- DATA FOR THIS EXERCISE:

PR #228, opened 2020-10-26
Add morphs helper to blueprint

girardinsamuel:
Added `morphs` to ease polymorphism relationships creation.
Still following Like,Article,Comment example we can now do:
```python
# likes migration
table.morphs("record")
```

- I did not setup an index automatically (between record_type and record_id) as done in Orator, should we do that ?
- I just created a test for proof, but what's the policy for testing "blueprints columns", they seems not tests except few, should I remove the test ? And should we do it for each connection ?

### DIFF
--- a/src/masoniteorm/schema/Blueprint.py
+++ b/src/masoniteorm/schema/Blueprint.py
@@ -352,6 +352,26 @@ class Blueprint:
         )
         return self
 
+    def morphs(self, column, nullable=False):
+        """Sets a column to be used in a polymorphic relationship.
+
+        Arguments:
+            column {string} -- The column name.
+
+        Keyword Arguments:
+            nullable {bool} -- Whether the column is nullable. (default: {False})
+
+        Returns:
+            self
+        """
+        self._last_column = self.table.add_column(
+            "{}_id".format(column), "unsigned_integer", nullable=nullable
+        )
+        self._last_column = self.table.add_column(
+            "{}_type".format(column), "string", nullable=nullable
+        )
+        return self
+
     def to_sql(self):
         """Compiles the blueprint class into a sql statement.
 
--- a/src/masoniteorm/schema/Blueprint.py
+++ b/src/masoniteorm/schema/Blueprint.py
@@ -352,7 +352,7 @@ class Blueprint:
         )
         return self
 
-    def morphs(self, column, nullable=False):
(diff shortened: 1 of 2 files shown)


girardinsamuel:
@josephmancuso ready for review with some questions

src/masoniteorm/schema/Blueprint.py
```diff
@@ -352,6 +352,26 @@ def unsigned_integer(self, column, nullable=False):
...
+
+        Keyword Arguments:
+            nullable {bool} -- Whether the column is nullable. (default: {False})
+
+        Returns:
+            self
+        """
+        self._last_column = self.table.add_column(
+            "{}_id".format(column), "unsigned_integer", nullable=nullable
+        )
```
josephmancuso: hmm. What about in the case someone does:

```
table.morphs('record').nullable()
```

? We might have to add self._last_column as a list or tuple and then nullable will act on all the elements in the list? Same actually goes for `table.timestamps()` too

josephmancuso (changes requested):
Looks great.

src/masoniteorm/schema/Blueprint.py
girardinsamuel: I did not thought about that, I'll look into it

girardinsamuel:
@josephmancuso and what about this part : 
> I did not setup an index automatically (between record_type and record_id) as done in Orator, should we do that ?

josephmancuso:
> I did not setup an index automatically (between record_type and record_id) as done in Orator, should we do that ?

I don't see why not. Maybe have that as a parameter. `morphs(indexes=True)`. have it default to true

src/masoniteorm/schema/Blueprint.py
```diff
@@ -399,12 +406,17 @@ def __exit__(self, exc_type, exc_value, exc_traceback):
...
 
     def nullable(self):
-        """Sets the last column created as nullable
+        """Sets the last columns created as nullable
 
         Returns:
             self
         """
-        self._last_column.nullable()
+        _columns = []
```
girardinsamuel, line 414: @josephmancuso Here I deal with multiple columns locally in nullable() method but we could also have done it globally in the Blueprint class by  always using self._last_column as a list.
Don't know what's best

josephmancuso (approved):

- TASK GOAL: For this exercise, restate each of the entries without any deviation.

- EXERCISE ANSWER:
PR #228, opened 2020-10-26
Add morphs helper to blueprint

girardinsamuel:
Added `morphs` to ease polymorphism relationships creation.
Still following Like,Article,Comment example we can now do:
```python
# likes migration
table.morphs("record")
```

- I did not setup an index automatically (between record_type and record_id) as done in Orator, should we do that ?
- I just created a test for proof, but what's the policy for testing "blueprints columns", they seems not tests except few, should I remove the test ? And should we do it for each connection ?

### DIFF
--- a/src/masoniteorm/schema/Blueprint.py
+++ b/src/masoniteorm/schema/Blueprint.py
@@ -352,6 +352,26 @@ class Blueprint:
         )
         return self
 
+    def morphs(self, column, nullable=False):
+        """Sets a column to be used in a polymorphic relationship.
+
+        Arguments:
+            column {string} -- The column name.
+
+        Keyword Arguments:
+            nullable {bool} -- Whether the column is nullable. (default: {False})
+
+        Returns:
+            self
+        """
+        self._last_column = self.table.add_column(
+            "{}_id".format(column), "unsigned_integer", nullable=nullable
+        )
+        self._last_column = self.table.add_column(
+            "{}_type".format(column), "string", nullable=nullable
+        )
+        return self
+
     def to_sql(self):
         """Compiles the blueprint class into a sql statement.
 
--- a/src/masoniteorm/schema/Blueprint.py
+++ b/src/masoniteorm/schema/Blueprint.py
@@ -352,7 +352,7 @@ class Blueprint:
         )
         return self
 
-    def morphs(self, column, nullable=False):
(diff shortened: 1 of 2 files shown)


girardinsamuel:
@josephmancuso ready for review with some questions

src/masoniteorm/schema/Blueprint.py
```diff
@@ -352,6 +352,26 @@ def unsigned_integer(self, column, nullable=False):
...
+
+        Keyword Arguments:
+            nullable {bool} -- Whether the column is nullable. (default: {False})
+
+        Returns:
+            self
+        """
+        self._last_column = self.table.add_column(
+            "{}_id".format(column), "unsigned_integer", nullable=nullable
+        )
```
josephmancuso: hmm. What about in the case someone does:

```
table.morphs('record').nullable()
```

? We might have to add self._last_column as a list or tuple and then nullable will act on all the elements in the list? Same actually goes for `table.timestamps()` too

josephmancuso (changes requested):
Looks great.

src/masoniteorm/schema/Blueprint.py
girardinsamuel: I did not thought about that, I'll look into it

girardinsamuel:
@josephmancuso and what about this part : 
> I did not setup an index automatically (between record_type and record_id) as done in Orator, should we do that ?

josephmancuso:
> I did not setup an index automatically (between record_type and record_id) as done in Orator, should we do that ?

I don't see why not. Maybe have that as a parameter. `morphs(indexes=True)`. have it default to true

src/masoniteorm/schema/Blueprint.py
```diff
@@ -399,12 +406,17 @@ def __exit__(self, exc_type, exc_value, exc_traceback):
...
 
     def nullable(self):
-        """Sets the last column created as nullable
+        """Sets the last columns created as nullable
 
         Returns:
             self
         """
-        self._last_column.nullable()
+        _columns = []
```
girardinsamuel, line 414: @josephmancuso Here I deal with multiple columns locally in nullable() method but we could also have done it globally in the Blueprint class by  always using self._last_column as a list.
Don't know what's best

josephmancuso (approved):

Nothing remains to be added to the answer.